[MATERIAL SUPPLIED Boundary: Start]
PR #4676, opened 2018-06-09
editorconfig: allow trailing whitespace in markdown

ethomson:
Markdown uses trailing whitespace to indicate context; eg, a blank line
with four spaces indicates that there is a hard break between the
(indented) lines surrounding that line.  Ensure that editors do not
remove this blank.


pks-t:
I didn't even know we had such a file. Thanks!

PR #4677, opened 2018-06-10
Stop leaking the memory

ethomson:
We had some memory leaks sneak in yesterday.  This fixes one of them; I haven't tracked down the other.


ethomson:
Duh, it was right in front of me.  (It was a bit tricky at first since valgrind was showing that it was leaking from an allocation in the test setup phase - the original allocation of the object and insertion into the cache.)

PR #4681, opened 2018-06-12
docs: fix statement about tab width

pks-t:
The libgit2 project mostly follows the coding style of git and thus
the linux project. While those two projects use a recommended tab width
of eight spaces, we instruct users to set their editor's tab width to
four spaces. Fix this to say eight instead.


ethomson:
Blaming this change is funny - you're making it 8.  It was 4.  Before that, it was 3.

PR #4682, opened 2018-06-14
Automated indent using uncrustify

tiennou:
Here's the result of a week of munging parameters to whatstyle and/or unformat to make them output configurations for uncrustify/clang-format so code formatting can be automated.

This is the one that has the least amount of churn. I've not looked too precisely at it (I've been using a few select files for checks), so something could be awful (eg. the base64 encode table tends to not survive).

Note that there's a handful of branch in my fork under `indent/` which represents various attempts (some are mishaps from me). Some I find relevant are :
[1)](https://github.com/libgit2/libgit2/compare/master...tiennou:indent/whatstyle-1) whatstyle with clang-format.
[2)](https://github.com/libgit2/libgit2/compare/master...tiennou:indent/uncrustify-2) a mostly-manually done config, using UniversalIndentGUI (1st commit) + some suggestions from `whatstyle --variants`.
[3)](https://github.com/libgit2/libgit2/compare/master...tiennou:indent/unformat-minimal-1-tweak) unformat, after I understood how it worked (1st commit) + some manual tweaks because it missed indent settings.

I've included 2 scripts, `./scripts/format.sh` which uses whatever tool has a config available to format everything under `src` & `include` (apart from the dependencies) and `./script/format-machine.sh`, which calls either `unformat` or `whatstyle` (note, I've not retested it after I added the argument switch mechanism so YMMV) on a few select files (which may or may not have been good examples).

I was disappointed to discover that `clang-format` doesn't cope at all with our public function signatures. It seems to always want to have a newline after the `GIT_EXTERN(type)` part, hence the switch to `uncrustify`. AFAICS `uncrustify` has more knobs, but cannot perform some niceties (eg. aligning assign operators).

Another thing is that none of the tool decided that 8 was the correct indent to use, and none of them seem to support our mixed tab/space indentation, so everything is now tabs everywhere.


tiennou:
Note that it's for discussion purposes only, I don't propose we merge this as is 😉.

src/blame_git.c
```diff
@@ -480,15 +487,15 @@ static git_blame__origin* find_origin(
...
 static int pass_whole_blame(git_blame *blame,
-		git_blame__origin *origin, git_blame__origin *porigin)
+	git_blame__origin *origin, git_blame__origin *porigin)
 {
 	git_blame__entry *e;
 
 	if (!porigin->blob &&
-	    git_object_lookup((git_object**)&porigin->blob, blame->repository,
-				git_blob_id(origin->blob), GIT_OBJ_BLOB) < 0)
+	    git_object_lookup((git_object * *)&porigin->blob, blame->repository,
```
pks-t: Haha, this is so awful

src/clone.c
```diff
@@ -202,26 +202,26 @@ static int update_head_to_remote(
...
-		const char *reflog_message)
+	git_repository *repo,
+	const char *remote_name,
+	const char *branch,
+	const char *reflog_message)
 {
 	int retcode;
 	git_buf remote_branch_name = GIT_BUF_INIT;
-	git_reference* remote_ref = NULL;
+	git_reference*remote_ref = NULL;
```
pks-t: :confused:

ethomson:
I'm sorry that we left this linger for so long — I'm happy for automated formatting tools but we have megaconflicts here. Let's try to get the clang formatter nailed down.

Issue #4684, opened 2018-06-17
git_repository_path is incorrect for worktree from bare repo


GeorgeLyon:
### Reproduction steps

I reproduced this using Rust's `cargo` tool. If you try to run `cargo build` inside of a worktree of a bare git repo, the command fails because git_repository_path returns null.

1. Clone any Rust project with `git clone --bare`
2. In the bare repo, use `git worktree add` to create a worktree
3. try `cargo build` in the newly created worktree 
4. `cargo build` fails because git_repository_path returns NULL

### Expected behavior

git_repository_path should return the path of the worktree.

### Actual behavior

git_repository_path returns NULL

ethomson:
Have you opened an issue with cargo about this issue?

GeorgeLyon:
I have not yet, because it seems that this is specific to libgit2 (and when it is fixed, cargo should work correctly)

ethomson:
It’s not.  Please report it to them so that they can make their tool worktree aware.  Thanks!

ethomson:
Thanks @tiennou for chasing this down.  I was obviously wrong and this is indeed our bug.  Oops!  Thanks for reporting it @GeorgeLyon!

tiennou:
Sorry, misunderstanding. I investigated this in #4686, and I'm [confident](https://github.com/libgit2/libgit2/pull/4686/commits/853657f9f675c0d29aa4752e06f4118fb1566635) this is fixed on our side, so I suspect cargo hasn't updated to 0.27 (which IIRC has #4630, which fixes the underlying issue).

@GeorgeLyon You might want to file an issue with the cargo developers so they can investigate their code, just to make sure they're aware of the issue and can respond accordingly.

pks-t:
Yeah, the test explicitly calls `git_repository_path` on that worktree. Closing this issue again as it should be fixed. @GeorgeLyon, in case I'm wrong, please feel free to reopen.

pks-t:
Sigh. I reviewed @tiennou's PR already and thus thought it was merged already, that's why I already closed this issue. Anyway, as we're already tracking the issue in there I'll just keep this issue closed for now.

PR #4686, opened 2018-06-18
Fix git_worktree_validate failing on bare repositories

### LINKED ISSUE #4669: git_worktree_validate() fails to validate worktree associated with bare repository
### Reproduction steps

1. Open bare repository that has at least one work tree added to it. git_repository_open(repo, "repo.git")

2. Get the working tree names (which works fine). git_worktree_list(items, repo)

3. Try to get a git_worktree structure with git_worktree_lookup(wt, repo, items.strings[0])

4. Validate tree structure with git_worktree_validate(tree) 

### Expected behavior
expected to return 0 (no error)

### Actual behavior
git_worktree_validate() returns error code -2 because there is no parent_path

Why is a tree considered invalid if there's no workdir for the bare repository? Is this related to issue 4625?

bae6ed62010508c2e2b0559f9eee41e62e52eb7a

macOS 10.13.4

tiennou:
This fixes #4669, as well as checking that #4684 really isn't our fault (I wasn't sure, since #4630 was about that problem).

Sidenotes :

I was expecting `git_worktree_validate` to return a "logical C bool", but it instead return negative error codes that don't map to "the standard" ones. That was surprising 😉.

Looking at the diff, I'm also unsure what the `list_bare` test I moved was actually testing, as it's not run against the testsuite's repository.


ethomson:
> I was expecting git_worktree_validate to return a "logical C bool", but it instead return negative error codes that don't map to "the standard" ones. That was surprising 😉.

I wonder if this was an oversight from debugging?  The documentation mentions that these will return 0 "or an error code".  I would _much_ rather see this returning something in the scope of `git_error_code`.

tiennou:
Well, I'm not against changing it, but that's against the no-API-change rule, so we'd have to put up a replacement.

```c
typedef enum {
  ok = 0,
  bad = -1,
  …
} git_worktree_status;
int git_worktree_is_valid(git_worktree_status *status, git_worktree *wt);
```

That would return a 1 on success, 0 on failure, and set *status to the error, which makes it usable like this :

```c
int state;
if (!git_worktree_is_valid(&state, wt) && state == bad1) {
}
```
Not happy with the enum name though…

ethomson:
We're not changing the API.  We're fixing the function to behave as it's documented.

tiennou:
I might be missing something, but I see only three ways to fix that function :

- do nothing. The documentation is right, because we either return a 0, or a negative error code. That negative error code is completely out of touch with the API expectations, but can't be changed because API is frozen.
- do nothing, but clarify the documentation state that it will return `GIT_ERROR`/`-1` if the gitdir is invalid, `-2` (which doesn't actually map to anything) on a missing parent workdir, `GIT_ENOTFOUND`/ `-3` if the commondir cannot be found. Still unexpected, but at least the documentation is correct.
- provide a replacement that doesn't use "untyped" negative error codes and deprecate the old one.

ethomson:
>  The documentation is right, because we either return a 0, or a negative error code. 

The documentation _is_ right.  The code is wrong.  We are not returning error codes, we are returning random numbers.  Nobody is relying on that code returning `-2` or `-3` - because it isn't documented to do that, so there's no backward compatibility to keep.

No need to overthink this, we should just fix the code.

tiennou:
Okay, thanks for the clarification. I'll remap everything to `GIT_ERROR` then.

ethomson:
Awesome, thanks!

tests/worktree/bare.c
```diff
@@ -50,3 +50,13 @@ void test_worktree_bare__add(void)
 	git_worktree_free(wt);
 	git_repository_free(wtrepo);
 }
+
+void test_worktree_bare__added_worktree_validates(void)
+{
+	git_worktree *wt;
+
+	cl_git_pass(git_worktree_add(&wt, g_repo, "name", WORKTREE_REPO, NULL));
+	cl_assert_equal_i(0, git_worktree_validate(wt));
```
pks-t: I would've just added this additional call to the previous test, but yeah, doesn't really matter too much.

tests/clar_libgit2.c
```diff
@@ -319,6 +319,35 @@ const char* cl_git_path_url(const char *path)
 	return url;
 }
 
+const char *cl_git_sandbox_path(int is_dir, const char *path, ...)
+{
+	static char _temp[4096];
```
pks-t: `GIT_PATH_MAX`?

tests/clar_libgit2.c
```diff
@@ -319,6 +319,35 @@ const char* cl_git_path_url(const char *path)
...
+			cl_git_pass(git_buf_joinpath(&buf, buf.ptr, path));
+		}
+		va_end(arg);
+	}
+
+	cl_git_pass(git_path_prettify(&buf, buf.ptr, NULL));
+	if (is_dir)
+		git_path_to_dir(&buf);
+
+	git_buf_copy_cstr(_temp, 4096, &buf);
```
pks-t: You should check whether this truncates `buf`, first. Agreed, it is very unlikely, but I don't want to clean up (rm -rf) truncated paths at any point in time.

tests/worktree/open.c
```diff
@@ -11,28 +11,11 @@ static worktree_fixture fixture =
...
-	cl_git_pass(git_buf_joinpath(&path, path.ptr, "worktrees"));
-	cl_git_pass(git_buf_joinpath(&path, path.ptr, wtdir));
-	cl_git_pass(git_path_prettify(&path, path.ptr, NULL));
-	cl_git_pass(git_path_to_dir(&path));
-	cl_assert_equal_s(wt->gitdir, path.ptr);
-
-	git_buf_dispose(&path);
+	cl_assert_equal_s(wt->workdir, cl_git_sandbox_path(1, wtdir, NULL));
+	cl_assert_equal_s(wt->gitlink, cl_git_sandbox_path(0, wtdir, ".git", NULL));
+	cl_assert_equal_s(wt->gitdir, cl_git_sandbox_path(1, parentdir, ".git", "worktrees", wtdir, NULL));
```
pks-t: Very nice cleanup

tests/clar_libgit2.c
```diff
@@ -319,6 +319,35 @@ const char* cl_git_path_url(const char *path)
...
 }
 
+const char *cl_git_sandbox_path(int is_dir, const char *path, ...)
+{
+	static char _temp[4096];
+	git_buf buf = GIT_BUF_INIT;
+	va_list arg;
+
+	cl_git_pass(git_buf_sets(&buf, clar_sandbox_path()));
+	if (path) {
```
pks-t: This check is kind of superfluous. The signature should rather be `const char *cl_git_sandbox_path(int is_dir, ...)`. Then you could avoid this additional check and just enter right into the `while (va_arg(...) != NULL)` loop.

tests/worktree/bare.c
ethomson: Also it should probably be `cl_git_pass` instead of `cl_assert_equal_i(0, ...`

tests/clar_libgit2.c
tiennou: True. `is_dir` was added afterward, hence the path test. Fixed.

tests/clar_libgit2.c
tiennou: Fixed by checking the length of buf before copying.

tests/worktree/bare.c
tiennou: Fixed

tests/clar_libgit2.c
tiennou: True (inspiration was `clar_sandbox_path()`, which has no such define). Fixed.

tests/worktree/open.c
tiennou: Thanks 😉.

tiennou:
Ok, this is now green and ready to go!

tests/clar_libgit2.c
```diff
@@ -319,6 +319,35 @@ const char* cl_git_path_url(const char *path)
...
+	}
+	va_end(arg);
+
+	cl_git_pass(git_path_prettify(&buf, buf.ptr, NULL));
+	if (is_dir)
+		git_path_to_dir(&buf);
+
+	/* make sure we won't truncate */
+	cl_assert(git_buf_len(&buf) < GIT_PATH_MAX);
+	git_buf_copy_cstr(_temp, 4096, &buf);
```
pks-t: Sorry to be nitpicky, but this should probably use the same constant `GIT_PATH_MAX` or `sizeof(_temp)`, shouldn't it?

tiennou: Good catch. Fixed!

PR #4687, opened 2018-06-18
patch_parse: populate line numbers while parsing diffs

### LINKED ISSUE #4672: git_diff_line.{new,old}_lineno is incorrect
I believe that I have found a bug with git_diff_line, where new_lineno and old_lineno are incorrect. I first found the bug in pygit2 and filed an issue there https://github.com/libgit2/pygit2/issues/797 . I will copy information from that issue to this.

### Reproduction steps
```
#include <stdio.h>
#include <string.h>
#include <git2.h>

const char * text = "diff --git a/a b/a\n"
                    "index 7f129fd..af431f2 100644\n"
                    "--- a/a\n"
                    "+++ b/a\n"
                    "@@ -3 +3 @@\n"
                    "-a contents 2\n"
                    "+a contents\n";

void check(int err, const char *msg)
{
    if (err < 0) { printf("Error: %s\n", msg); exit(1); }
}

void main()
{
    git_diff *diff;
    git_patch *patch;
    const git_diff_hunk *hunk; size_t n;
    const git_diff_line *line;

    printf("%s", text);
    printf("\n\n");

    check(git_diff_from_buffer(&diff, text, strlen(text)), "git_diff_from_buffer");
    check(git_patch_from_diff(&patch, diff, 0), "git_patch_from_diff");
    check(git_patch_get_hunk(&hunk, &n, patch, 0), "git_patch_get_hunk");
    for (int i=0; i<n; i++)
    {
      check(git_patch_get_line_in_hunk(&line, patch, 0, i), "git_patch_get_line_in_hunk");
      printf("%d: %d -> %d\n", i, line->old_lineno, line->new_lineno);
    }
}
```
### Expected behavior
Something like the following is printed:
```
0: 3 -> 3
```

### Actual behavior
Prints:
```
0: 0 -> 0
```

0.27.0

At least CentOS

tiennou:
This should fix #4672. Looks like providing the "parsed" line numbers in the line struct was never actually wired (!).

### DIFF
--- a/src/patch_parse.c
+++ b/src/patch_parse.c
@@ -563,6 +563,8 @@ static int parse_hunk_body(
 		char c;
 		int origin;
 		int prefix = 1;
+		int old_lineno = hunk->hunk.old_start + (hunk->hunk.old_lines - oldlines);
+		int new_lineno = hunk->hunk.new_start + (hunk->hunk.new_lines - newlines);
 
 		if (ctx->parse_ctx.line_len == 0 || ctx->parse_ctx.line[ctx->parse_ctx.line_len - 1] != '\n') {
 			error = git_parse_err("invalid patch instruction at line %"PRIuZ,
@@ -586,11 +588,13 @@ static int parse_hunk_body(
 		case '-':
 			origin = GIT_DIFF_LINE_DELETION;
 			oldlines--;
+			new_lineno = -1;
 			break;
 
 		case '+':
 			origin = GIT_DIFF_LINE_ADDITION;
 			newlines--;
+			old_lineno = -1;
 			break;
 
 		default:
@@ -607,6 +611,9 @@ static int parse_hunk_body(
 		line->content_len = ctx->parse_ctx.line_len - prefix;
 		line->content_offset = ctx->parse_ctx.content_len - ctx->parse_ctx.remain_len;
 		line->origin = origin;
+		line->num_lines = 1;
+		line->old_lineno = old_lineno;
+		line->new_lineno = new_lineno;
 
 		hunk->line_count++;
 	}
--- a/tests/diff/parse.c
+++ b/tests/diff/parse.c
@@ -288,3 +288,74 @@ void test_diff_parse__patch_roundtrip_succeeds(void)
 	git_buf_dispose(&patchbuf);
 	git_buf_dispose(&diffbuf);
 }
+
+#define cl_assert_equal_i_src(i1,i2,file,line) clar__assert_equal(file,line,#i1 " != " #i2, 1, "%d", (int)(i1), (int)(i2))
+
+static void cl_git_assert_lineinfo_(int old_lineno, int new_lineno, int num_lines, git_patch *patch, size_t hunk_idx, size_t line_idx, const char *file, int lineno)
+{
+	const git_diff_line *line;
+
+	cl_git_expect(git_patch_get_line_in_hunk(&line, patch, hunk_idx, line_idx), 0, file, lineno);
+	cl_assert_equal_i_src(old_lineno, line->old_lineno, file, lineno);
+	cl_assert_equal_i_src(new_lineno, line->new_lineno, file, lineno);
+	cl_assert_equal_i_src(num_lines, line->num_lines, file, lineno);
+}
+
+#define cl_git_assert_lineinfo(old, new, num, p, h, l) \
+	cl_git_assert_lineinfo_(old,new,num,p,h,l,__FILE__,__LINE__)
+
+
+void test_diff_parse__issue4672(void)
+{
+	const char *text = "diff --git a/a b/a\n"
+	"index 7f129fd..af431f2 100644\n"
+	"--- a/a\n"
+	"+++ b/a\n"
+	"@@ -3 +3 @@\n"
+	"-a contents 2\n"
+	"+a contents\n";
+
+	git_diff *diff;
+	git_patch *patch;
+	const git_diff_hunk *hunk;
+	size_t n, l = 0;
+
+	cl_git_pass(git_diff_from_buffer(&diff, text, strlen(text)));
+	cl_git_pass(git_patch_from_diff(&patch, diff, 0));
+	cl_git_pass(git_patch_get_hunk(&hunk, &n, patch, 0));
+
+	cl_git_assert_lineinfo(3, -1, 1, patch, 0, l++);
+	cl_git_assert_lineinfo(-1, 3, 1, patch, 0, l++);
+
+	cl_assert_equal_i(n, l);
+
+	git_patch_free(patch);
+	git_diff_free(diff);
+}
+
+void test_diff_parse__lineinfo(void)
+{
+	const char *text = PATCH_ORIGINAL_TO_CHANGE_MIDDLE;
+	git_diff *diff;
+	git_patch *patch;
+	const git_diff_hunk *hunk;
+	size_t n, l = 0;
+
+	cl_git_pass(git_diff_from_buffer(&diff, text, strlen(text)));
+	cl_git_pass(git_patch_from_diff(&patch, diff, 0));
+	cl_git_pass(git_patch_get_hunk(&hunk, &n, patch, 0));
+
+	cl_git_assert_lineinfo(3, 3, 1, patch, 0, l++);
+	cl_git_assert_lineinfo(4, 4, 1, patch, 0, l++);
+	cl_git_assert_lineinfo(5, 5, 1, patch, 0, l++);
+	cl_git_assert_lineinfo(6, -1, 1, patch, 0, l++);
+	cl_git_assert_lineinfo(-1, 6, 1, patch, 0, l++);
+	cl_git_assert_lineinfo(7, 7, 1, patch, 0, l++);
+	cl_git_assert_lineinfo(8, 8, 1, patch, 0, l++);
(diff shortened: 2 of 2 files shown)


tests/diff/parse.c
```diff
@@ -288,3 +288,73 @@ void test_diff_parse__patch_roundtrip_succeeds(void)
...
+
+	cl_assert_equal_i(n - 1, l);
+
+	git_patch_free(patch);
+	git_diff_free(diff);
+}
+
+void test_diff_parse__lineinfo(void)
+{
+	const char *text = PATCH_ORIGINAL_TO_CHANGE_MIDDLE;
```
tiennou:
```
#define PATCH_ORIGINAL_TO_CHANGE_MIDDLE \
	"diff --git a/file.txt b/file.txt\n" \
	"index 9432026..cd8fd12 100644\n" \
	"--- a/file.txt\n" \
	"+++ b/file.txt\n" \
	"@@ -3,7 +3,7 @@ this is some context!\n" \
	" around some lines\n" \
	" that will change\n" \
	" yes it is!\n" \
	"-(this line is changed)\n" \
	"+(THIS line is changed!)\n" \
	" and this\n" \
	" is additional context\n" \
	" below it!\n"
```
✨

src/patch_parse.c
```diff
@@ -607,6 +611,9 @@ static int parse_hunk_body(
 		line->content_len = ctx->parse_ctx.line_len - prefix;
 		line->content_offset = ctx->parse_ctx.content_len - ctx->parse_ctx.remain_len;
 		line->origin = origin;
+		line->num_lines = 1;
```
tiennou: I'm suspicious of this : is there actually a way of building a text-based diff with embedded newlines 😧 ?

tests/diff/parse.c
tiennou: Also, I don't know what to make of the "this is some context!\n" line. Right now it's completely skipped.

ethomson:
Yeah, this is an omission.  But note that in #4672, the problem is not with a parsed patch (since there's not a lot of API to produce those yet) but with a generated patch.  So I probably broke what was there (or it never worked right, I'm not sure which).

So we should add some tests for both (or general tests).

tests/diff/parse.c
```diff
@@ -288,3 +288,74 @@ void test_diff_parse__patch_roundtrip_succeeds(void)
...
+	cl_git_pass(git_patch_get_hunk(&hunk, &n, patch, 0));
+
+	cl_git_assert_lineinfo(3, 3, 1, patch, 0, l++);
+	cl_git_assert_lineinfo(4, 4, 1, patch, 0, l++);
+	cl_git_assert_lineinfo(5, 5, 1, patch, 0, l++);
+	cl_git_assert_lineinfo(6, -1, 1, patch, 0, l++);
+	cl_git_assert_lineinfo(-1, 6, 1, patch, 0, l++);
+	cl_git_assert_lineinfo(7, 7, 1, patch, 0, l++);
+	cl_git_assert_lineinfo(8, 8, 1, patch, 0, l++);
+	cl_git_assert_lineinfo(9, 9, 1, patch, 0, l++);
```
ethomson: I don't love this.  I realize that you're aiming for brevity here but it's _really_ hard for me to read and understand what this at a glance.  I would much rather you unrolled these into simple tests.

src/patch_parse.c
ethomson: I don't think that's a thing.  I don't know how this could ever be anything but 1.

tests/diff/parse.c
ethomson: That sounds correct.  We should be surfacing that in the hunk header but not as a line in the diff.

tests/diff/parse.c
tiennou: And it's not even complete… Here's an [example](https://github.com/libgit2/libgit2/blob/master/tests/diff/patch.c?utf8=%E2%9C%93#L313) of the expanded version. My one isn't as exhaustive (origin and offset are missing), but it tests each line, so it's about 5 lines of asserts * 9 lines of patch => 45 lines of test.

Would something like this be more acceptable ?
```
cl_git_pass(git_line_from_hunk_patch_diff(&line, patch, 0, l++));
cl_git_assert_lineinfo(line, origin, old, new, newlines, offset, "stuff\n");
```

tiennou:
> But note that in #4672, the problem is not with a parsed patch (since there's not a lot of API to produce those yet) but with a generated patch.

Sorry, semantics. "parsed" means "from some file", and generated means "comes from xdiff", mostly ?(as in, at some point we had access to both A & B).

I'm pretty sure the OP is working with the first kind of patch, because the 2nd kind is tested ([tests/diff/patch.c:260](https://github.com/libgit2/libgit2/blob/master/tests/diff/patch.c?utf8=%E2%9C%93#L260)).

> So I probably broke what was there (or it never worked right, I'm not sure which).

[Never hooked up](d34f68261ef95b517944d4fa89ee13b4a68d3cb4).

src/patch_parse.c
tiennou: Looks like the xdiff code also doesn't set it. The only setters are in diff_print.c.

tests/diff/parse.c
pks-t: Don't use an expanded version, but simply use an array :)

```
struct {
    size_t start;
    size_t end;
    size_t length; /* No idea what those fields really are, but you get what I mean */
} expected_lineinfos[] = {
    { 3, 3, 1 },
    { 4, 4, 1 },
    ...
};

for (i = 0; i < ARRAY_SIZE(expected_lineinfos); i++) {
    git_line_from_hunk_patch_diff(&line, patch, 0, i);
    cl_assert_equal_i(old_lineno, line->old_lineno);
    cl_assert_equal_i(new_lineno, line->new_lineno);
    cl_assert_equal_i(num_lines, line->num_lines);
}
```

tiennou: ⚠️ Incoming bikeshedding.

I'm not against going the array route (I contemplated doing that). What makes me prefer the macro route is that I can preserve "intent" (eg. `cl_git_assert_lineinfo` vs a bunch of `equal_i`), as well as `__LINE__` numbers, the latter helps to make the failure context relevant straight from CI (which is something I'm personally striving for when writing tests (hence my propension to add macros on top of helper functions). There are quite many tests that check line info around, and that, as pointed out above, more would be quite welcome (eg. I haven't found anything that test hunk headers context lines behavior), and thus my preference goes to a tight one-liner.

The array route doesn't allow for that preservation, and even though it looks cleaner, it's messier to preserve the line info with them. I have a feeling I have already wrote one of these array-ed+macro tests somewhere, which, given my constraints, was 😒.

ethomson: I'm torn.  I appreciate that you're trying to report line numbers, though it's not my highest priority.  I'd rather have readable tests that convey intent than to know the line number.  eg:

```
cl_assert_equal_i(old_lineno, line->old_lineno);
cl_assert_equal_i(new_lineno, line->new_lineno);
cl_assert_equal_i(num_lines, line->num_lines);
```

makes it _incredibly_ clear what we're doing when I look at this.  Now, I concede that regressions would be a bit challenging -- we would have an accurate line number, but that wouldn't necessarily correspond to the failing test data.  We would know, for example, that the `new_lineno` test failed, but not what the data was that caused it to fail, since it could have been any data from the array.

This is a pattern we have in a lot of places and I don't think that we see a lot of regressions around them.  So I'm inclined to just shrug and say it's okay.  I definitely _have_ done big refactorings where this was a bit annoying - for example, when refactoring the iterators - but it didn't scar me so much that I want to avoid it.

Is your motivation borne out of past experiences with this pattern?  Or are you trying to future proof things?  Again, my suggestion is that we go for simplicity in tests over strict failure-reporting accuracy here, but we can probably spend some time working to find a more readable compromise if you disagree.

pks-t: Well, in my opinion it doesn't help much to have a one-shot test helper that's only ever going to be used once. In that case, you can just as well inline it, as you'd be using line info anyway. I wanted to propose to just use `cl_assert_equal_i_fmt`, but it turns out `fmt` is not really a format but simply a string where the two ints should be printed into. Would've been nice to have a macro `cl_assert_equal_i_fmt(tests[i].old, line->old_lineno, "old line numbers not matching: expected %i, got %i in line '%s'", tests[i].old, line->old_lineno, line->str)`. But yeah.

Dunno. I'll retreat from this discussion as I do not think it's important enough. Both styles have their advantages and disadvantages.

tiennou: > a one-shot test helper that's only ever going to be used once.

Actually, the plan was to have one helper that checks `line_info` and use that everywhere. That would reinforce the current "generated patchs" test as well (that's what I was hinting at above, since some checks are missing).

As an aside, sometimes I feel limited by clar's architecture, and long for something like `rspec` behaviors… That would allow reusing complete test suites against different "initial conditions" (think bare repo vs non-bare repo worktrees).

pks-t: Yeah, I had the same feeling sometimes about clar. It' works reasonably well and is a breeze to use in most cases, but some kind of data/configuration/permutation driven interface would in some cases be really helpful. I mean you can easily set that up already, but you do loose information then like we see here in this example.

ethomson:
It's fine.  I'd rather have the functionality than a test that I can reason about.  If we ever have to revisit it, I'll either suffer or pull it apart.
[MATERIAL SUPPLIED Boundary: End]
DIRECTIONS: Copy all lines from the data above that contain the word "shot".

TASK OUTPUT:
pks-t: Well, in my opinion it doesn't help much to have a one-shot test helper that's only ever going to be used once. In that case, you can just as well inline it, as you'd be using line info anyway. I wanted to propose to just use `cl_assert_equal_i_fmt`, but it turns out `fmt` is not really a format but simply a string where the two ints should be printed into. Would've been nice to have a macro `cl_assert_equal_i_fmt(tests[i].old, line->old_lineno, "old line numbers not matching: expected %i, got %i in line '%s'", tests[i].old, line->old_lineno, line->str)`. But yeah.
tiennou: > a one-shot test helper that's only ever going to be used once.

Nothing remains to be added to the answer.